Exercise> The reply should be an exact transcription of every record.

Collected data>
PR #2460, opened 2018-08-18
Extend from AbstractHandlerContainer instead of AbstractHandler

### LINKED ISSUE #2455: Dropwizard sessions leak memory
From what I have gathered, the recommended way to support sessions in Dropwizard is to add a `SessionHandler()` to the environment:

```java
environment.servlets().setSessionHandler(new SessionHandler());
```

This however, leads to a memory leak with `org.eclipse.jetty.server.session.SessionData` objects not being cleaned up. I have set the max inactive interval and session cache eviction policy to `SessionCache.EVICT_ON_INACTIVITY`, which means that session should expire after 1s of inactivity. Profiling the live objects on the heap in jmap show the following, after repeated `curl` requests to the server:

```console
num   #instances      #bytes  class name
-----------------------------------------------------------------------------------------------
31:         1315      126240  org.eclipse.jetty.server.session.SessionData
43:         1315       63120  org.eclipse.jetty.server.session.Session
44:         1315       63120  org.eclipse.jetty.server.session.Session$SessionInactivityTimeout
```

These session objects are never cleaned up and eventually lead to an OOM.

After a little bit of investigation, the issue seems to be coming from https://github.com/dropwizard/dropwizard/blob/master/dropwizard-jetty/src/main/java/io/dropwizard/jetty/ContextRoutingHandler.java#L18
The class extends `AbstractHandler` instead of `AbstractHandlerContainer` (and doesn't override https://github.com/eclipse/jetty.project/blob/jetty-9.4.x/jetty-server/src/main/java/org/eclipse/jetty/server/handler/AbstractHandlerContainer.java#L74). This is necessary for the session cleanup, because the children `SessionHandler` for all contexts need to be discovered by the jetty server.

The cleanup is triggered by jetty hosuekeeper's call to `scavenge()` in the `SessionHandler()`
- https://github.com/eclipse/jetty.project/blob/jetty-9.4.x/jetty-server/src/main/java/org/eclipse/jetty/server/session/SessionHandler.java#L1276
- https://github.com/eclipse/jetty.project/blob/jetty-9.4.x/jetty-server/src/main/java/org/eclipse/jetty/server/session/DefaultSessionIdManager.java#L472
- https://github.com/eclipse/jetty.project/blob/jetty-9.4.x/jetty-server/src/main/java/org/eclipse/jetty/server/session/DefaultSessionIdManager.java#L525

The call to `_server.getChildHandlersByClass(SessionHandler.class);` returns an empty list because when examining the chain of handlers, `ContextRoutingHandler` hides the fact that it contains `MutableServletContextHandler` because it doesn't expose its children handlers correctly.

I think the solution would be to have `ContextRoutingHandler` extend `AbstractHandlerContainer` and override `expandChildren(...)`, but I will defer to the maintainers, who will probably understand this better!

---
Update:
It seems that more than just the session data contains a memory leak - there is a also a leak with the `SSLSessionImpl`, which shows in jmap:

```console
num   #instances      #bytes  class name
-----------------------------------------------------------------------------------------------
 6:       188528    19661252  sun.security.ssl.SSLSessionImpl
28:       188528     3095728  sun.security.ssl.SSLSessionId
```

jplock:
Fixes #2455

### DIFF
--- a/dropwizard-jetty/src/main/java/io/dropwizard/jetty/ContextRoutingHandler.java
+++ b/dropwizard-jetty/src/main/java/io/dropwizard/jetty/ContextRoutingHandler.java
@@ -4,7 +4,6 @@ import org.eclipse.jetty.server.Handler;
 import org.eclipse.jetty.server.Request;
 import org.eclipse.jetty.server.handler.AbstractHandlerContainer;
 import org.eclipse.jetty.util.ArrayTernaryTrie;
-import org.eclipse.jetty.util.Trie;
 
 import javax.servlet.ServletException;
 import javax.servlet.http.HttpServletRequest;
@@ -16,7 +15,7 @@ import java.util.Map;
  * A Jetty router which routes requests based on context path.
  */
 public class ContextRoutingHandler extends AbstractHandlerContainer {
-    private final Trie<Handler> handlers;
+    private final ArrayTernaryTrie<Handler> handlers;
 
     public ContextRoutingHandler(Map<String, ? extends Handler> handlers) {
         this.handlers = new ArrayTernaryTrie<>(false);
@@ -57,6 +56,6 @@ public class ContextRoutingHandler extends AbstractHandlerContainer {
 
     @Override
     public Handler[] getHandlers() {
-        return handlers.keySet().stream().map(key -> handlers.get(key)).toArray(Handler[]::new);
+        return handlers.entrySet().stream().map(e -> e.getValue()).toArray(Handler[]::new);
     }
 }
--- a/dropwizard-jetty/src/main/java/io/dropwizard/jetty/ContextRoutingHandler.java
+++ b/dropwizard-jetty/src/main/java/io/dropwizard/jetty/ContextRoutingHandler.java
@@ -2,7 +2,7 @@ package io.dropwizard.jetty;
 
 import org.eclipse.jetty.server.Handler;
 import org.eclipse.jetty.server.Request;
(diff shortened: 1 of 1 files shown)


dropwizard-jetty/src/main/java/io/dropwizard/jetty/ContextRoutingHandler.java
```diff
@@ -54,4 +54,9 @@ protected void doStop() throws Exception {
             handlers.get(key).stop();
         }
     }
+
+    @Override
+    public Handler[] getHandlers() {
+        return handlers.keySet().stream().map(key -> handlers.get(key)).toArray(Handler[]::new);
```
mattnelson: Changing `Trie` to `ArrayTernaryTrie` introduces `entrySet` which will eliminate the lookup in a loop.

Worked solution>
PR #2460, opened 2018-08-18
Extend from AbstractHandlerContainer instead of AbstractHandler

### LINKED ISSUE #2455: Dropwizard sessions leak memory
From what I have gathered, the recommended way to support sessions in Dropwizard is to add a `SessionHandler()` to the environment:

```java
environment.servlets().setSessionHandler(new SessionHandler());
```

This however, leads to a memory leak with `org.eclipse.jetty.server.session.SessionData` objects not being cleaned up. I have set the max inactive interval and session cache eviction policy to `SessionCache.EVICT_ON_INACTIVITY`, which means that session should expire after 1s of inactivity. Profiling the live objects on the heap in jmap show the following, after repeated `curl` requests to the server:

```console
num   #instances      #bytes  class name
-----------------------------------------------------------------------------------------------
31:         1315      126240  org.eclipse.jetty.server.session.SessionData
43:         1315       63120  org.eclipse.jetty.server.session.Session
44:         1315       63120  org.eclipse.jetty.server.session.Session$SessionInactivityTimeout
```

These session objects are never cleaned up and eventually lead to an OOM.

After a little bit of investigation, the issue seems to be coming from https://github.com/dropwizard/dropwizard/blob/master/dropwizard-jetty/src/main/java/io/dropwizard/jetty/ContextRoutingHandler.java#L18
The class extends `AbstractHandler` instead of `AbstractHandlerContainer` (and doesn't override https://github.com/eclipse/jetty.project/blob/jetty-9.4.x/jetty-server/src/main/java/org/eclipse/jetty/server/handler/AbstractHandlerContainer.java#L74). This is necessary for the session cleanup, because the children `SessionHandler` for all contexts need to be discovered by the jetty server.

The cleanup is triggered by jetty hosuekeeper's call to `scavenge()` in the `SessionHandler()`
- https://github.com/eclipse/jetty.project/blob/jetty-9.4.x/jetty-server/src/main/java/org/eclipse/jetty/server/session/SessionHandler.java#L1276
- https://github.com/eclipse/jetty.project/blob/jetty-9.4.x/jetty-server/src/main/java/org/eclipse/jetty/server/session/DefaultSessionIdManager.java#L472
- https://github.com/eclipse/jetty.project/blob/jetty-9.4.x/jetty-server/src/main/java/org/eclipse/jetty/server/session/DefaultSessionIdManager.java#L525

The call to `_server.getChildHandlersByClass(SessionHandler.class);` returns an empty list because when examining the chain of handlers, `ContextRoutingHandler` hides the fact that it contains `MutableServletContextHandler` because it doesn't expose its children handlers correctly.

I think the solution would be to have `ContextRoutingHandler` extend `AbstractHandlerContainer` and override `expandChildren(...)`, but I will defer to the maintainers, who will probably understand this better!

---
Update:
It seems that more than just the session data contains a memory leak - there is a also a leak with the `SSLSessionImpl`, which shows in jmap:

```console
num   #instances      #bytes  class name
-----------------------------------------------------------------------------------------------
 6:       188528    19661252  sun.security.ssl.SSLSessionImpl
28:       188528     3095728  sun.security.ssl.SSLSessionId
```

jplock:
Fixes #2455

### DIFF
--- a/dropwizard-jetty/src/main/java/io/dropwizard/jetty/ContextRoutingHandler.java
+++ b/dropwizard-jetty/src/main/java/io/dropwizard/jetty/ContextRoutingHandler.java
@@ -4,7 +4,6 @@ import org.eclipse.jetty.server.Handler;
 import org.eclipse.jetty.server.Request;
 import org.eclipse.jetty.server.handler.AbstractHandlerContainer;
 import org.eclipse.jetty.util.ArrayTernaryTrie;
-import org.eclipse.jetty.util.Trie;
 
 import javax.servlet.ServletException;
 import javax.servlet.http.HttpServletRequest;
@@ -16,7 +15,7 @@ import java.util.Map;
  * A Jetty router which routes requests based on context path.
  */
 public class ContextRoutingHandler extends AbstractHandlerContainer {
-    private final Trie<Handler> handlers;
+    private final ArrayTernaryTrie<Handler> handlers;
 
     public ContextRoutingHandler(Map<String, ? extends Handler> handlers) {
         this.handlers = new ArrayTernaryTrie<>(false);
@@ -57,6 +56,6 @@ public class ContextRoutingHandler extends AbstractHandlerContainer {
 
     @Override
     public Handler[] getHandlers() {
-        return handlers.keySet().stream().map(key -> handlers.get(key)).toArray(Handler[]::new);
+        return handlers.entrySet().stream().map(e -> e.getValue()).toArray(Handler[]::new);
     }
 }
--- a/dropwizard-jetty/src/main/java/io/dropwizard/jetty/ContextRoutingHandler.java
+++ b/dropwizard-jetty/src/main/java/io/dropwizard/jetty/ContextRoutingHandler.java
@@ -2,7 +2,7 @@ package io.dropwizard.jetty;
 
 import org.eclipse.jetty.server.Handler;
 import org.eclipse.jetty.server.Request;
(diff shortened: 1 of 1 files shown)


dropwizard-jetty/src/main/java/io/dropwizard/jetty/ContextRoutingHandler.java
```diff
@@ -54,4 +54,9 @@ protected void doStop() throws Exception {
             handlers.get(key).stop();
         }
     }
+
+    @Override
+    public Handler[] getHandlers() {
+        return handlers.keySet().stream().map(key -> handlers.get(key)).toArray(Handler[]::new);
```
mattnelson: Changing `Trie` to `ArrayTernaryTrie` introduces `entrySet` which will eliminate the lookup in a loop.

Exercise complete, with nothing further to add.